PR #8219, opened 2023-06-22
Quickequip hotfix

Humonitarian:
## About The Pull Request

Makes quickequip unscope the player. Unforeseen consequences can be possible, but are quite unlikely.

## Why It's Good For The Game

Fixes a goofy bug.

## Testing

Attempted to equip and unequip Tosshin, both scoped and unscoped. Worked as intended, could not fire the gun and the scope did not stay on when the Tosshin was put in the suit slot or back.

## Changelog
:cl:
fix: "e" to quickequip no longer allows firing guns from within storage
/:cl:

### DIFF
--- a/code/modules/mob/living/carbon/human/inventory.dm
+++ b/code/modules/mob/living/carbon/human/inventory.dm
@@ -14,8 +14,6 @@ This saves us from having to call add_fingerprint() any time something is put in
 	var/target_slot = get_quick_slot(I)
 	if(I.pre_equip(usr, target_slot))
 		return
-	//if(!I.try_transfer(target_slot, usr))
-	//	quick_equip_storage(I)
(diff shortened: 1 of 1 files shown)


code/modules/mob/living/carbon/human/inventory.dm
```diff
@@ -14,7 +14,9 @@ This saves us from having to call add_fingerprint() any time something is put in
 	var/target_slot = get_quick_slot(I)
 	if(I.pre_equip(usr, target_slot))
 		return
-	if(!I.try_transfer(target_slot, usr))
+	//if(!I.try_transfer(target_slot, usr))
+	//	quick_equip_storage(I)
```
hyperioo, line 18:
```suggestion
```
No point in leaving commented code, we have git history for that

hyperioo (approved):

---

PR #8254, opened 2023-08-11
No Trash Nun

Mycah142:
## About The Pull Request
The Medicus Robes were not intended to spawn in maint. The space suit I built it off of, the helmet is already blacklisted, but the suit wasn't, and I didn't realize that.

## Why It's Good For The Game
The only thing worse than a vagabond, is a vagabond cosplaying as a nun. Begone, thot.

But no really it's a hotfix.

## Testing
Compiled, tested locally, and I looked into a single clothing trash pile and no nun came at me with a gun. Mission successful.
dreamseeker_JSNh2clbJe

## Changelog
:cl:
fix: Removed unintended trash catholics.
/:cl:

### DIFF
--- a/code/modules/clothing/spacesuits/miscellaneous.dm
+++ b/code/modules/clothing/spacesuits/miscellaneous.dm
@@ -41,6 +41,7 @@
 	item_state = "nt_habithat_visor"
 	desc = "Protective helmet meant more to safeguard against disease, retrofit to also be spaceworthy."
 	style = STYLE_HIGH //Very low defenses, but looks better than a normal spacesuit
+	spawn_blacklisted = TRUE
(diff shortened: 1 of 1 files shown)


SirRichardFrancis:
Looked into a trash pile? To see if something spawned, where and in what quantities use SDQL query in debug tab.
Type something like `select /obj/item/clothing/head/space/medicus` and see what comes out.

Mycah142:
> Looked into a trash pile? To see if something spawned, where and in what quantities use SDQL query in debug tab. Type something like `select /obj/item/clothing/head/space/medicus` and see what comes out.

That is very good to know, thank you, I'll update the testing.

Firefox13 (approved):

### Task goal
Counting only lines that contain "carbon", what is the total for the entries above? Give the number alone.

### Response box
3